WHAT THE TASK REQUIRES: Each entry, from beginning to end, is to be transcribed verbatim.

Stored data
PR #225, opened 2022-01-13
DM-33260: Add support for GitHub action to run tests

timj:
Gen2 will not be testable.

## Checklist

- [x] ran Jenkins

### DIFF
--- a/python/lsst/pipe/base/graph/graph.py
+++ b/python/lsst/pipe/base/graph/graph.py
@@ -54,6 +54,7 @@ from typing import (
 import networkx as nx
 from lsst.daf.butler import DatasetRef, DatasetType, DimensionRecordsAccumulator, DimensionUniverse, Quantum
 from lsst.resources import ResourcePath, ResourcePathExpression
+from lsst.utils.introspection import get_full_type_name
 from networkx.drawing.nx_agraph import write_dot
 
 from ..connections import iterConnections
@@ -895,7 +896,7 @@ class QuantumGraph:
             taskDescription = {}
             # save the fully qualified name, as TaskDef not not require this,
             # but by doing so can save space and is easier to transport
-            taskDescription["taskName"] = f"{taskDef.taskClass.__module__}.{taskDef.taskClass.__qualname__}"
+            taskDescription["taskName"] = get_full_type_name(taskDef.taskClass)
             # save the config as a text stream that will be un-persisted on the
             # other end
             stream = io.StringIO()
--- a/python/lsst/pipe/base/graph/graph.py
+++ b/python/lsst/pipe/base/graph/graph.py
@@ -20,8 +20,6 @@
 # along with this program.  If not, see <http://www.gnu.org/licenses/>.
 from __future__ import annotations
 
-from lsst.daf.butler.core.datasets.type import DatasetType
-
 __all__ = ("QuantumGraph", "IncompatibleGraphError")
 
 import io
@@ -54,7 +52,7 @@ from typing import (
 )
 
 import networkx as nx
-from lsst.daf.butler import DatasetRef, DimensionRecordsAccumulator, DimensionUniverse, Quantum
+from lsst.daf.butler import DatasetRef, DatasetType, DimensionRecordsAccumulator, DimensionUniverse, Quantum
 from lsst.resources import ResourcePath, ResourcePathExpression
 from networkx.drawing.nx_agraph import write_dot
 
--- a/python/lsst/pipe/base/graph/graph.py
+++ b/python/lsst/pipe/base/graph/graph.py
@@ -894,8 +894,7 @@ class QuantumGraph:
             # compressing has very little impact on saving or load time, but
             # a large impact on on disk size, so it is worth doing
             taskDescription = {}
-            # save the fully qualified name, as TaskDef not not require this,
-            # but by doing so can save space and is easier to transport
+            # save the fully qualified name.
             taskDescription["taskName"] = get_full_type_name(taskDef.taskClass)
             # save the config as a text stream that will be un-persisted on the
             # other end
--- a/python/lsst/pipe/base/tests/simpleQGraph.py
+++ b/python/lsst/pipe/base/tests/simpleQGraph.py
@@ -30,7 +30,11 @@ import logging
 import lsst.daf.butler.tests as butlerTests
 import lsst.pex.config as pexConfig
 import numpy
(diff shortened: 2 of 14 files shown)


python/lsst/pipe/base/graph/graph.py
```diff
@@ -897,7 +896,7 @@ def _buildSaveObject(self, returnHeader: bool = False) -> Union[bytearray, Tuple
             taskDescription = {}
             # save the fully qualified name, as TaskDef not not require this,
             # but by doing so can save space and is easier to transport
-            taskDescription["taskName"] = f"{taskDef.taskClass.__module__}.{taskDef.taskClass.__qualname__}"
+            taskDescription["taskName"] = get_full_type_name(taskDef.taskClass)
```
gpdf, line 899: Maybe the "TaskDef not not require" should be fixed at this time?  I'm really not sure what it's trying to say.

gpdf (commented):
Thank you very much for this!  @tgoldina and I really appreciate it - and would have been hard pressed to have figured out everything that ended up in this PR.

python/lsst/pipe/base/graph/graph.py
natelust: Does not require the fully qualified task name

TallJimbo: FWIW, on DM-32027, I've changed the docs to say that a fully-qualified task name is required, as there is code in various places that assumes that it is fully-qualified by calling `doImport` on it, and all of our pipeline definition files do use fully-qualified names.  Passing around a Python class name without the module and expecting magic to resolve it was always a bad idea, I think.

natelust: Yeah I think TaskDef should have required it, and we should make it so if you didn't do it in that ticket, because it is implicitly required

tests/test_quantumGraph.py
```diff
@@ -316,7 +307,14 @@ def testIsConnected(self):
...
         filteredNodes = [n for n in self.qGraph if n.taskDef.label != "U"]
-        subset = self.qGraph.subset((filteredNodes[0], filteredNodes[1]))
+        label0 = filteredNodes[0].taskDef.label
+        node1 = None
+        for n in filteredNodes[1:]:
+            if n.taskDef.label != label0:
+                node1 = n
+                break
+        self.assertIsNotNone(node1, f"Could not find node with label other than {label0}")
+        subset = self.qGraph.subset((filteredNodes[0], node1))
```
natelust, line 317: OK, so my comment on this is that this test should just be taken out completely.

REPLY:
PR #225, opened 2022-01-13
DM-33260: Add support for GitHub action to run tests

timj:
Gen2 will not be testable.

## Checklist

- [x] ran Jenkins

### DIFF
--- a/python/lsst/pipe/base/graph/graph.py
+++ b/python/lsst/pipe/base/graph/graph.py
@@ -54,6 +54,7 @@ from typing import (
 import networkx as nx
 from lsst.daf.butler import DatasetRef, DatasetType, DimensionRecordsAccumulator, DimensionUniverse, Quantum
 from lsst.resources import ResourcePath, ResourcePathExpression
+from lsst.utils.introspection import get_full_type_name
 from networkx.drawing.nx_agraph import write_dot
 
 from ..connections import iterConnections
@@ -895,7 +896,7 @@ class QuantumGraph:
             taskDescription = {}
             # save the fully qualified name, as TaskDef not not require this,
             # but by doing so can save space and is easier to transport
-            taskDescription["taskName"] = f"{taskDef.taskClass.__module__}.{taskDef.taskClass.__qualname__}"
+            taskDescription["taskName"] = get_full_type_name(taskDef.taskClass)
             # save the config as a text stream that will be un-persisted on the
             # other end
             stream = io.StringIO()
--- a/python/lsst/pipe/base/graph/graph.py
+++ b/python/lsst/pipe/base/graph/graph.py
@@ -20,8 +20,6 @@
 # along with this program.  If not, see <http://www.gnu.org/licenses/>.
 from __future__ import annotations
 
-from lsst.daf.butler.core.datasets.type import DatasetType
-
 __all__ = ("QuantumGraph", "IncompatibleGraphError")
 
 import io
@@ -54,7 +52,7 @@ from typing import (
 )
 
 import networkx as nx
-from lsst.daf.butler import DatasetRef, DimensionRecordsAccumulator, DimensionUniverse, Quantum
+from lsst.daf.butler import DatasetRef, DatasetType, DimensionRecordsAccumulator, DimensionUniverse, Quantum
 from lsst.resources import ResourcePath, ResourcePathExpression
 from networkx.drawing.nx_agraph import write_dot
 
--- a/python/lsst/pipe/base/graph/graph.py
+++ b/python/lsst/pipe/base/graph/graph.py
@@ -894,8 +894,7 @@ class QuantumGraph:
             # compressing has very little impact on saving or load time, but
             # a large impact on on disk size, so it is worth doing
             taskDescription = {}
-            # save the fully qualified name, as TaskDef not not require this,
-            # but by doing so can save space and is easier to transport
+            # save the fully qualified name.
             taskDescription["taskName"] = get_full_type_name(taskDef.taskClass)
             # save the config as a text stream that will be un-persisted on the
             # other end
--- a/python/lsst/pipe/base/tests/simpleQGraph.py
+++ b/python/lsst/pipe/base/tests/simpleQGraph.py
@@ -30,7 +30,11 @@ import logging
 import lsst.daf.butler.tests as butlerTests
 import lsst.pex.config as pexConfig
 import numpy
(diff shortened: 2 of 14 files shown)


python/lsst/pipe/base/graph/graph.py
```diff
@@ -897,7 +896,7 @@ def _buildSaveObject(self, returnHeader: bool = False) -> Union[bytearray, Tuple
             taskDescription = {}
             # save the fully qualified name, as TaskDef not not require this,
             # but by doing so can save space and is easier to transport
-            taskDescription["taskName"] = f"{taskDef.taskClass.__module__}.{taskDef.taskClass.__qualname__}"
+            taskDescription["taskName"] = get_full_type_name(taskDef.taskClass)
```
gpdf, line 899: Maybe the "TaskDef not not require" should be fixed at this time?  I'm really not sure what it's trying to say.

gpdf (commented):
Thank you very much for this!  @tgoldina and I really appreciate it - and would have been hard pressed to have figured out everything that ended up in this PR.

python/lsst/pipe/base/graph/graph.py
natelust: Does not require the fully qualified task name

TallJimbo: FWIW, on DM-32027, I've changed the docs to say that a fully-qualified task name is required, as there is code in various places that assumes that it is fully-qualified by calling `doImport` on it, and all of our pipeline definition files do use fully-qualified names.  Passing around a Python class name without the module and expecting magic to resolve it was always a bad idea, I think.

natelust: Yeah I think TaskDef should have required it, and we should make it so if you didn't do it in that ticket, because it is implicitly required

tests/test_quantumGraph.py
```diff
@@ -316,7 +307,14 @@ def testIsConnected(self):
...
         filteredNodes = [n for n in self.qGraph if n.taskDef.label != "U"]
-        subset = self.qGraph.subset((filteredNodes[0], filteredNodes[1]))
+        label0 = filteredNodes[0].taskDef.label
+        node1 = None
+        for n in filteredNodes[1:]:
+            if n.taskDef.label != label0:
+                node1 = n
+                break
+        self.assertIsNotNone(node1, f"Could not find node with label other than {label0}")
+        subset = self.qGraph.subset((filteredNodes[0], node1))
```
natelust, line 317: OK, so my comment on this is that this test should just be taken out completely.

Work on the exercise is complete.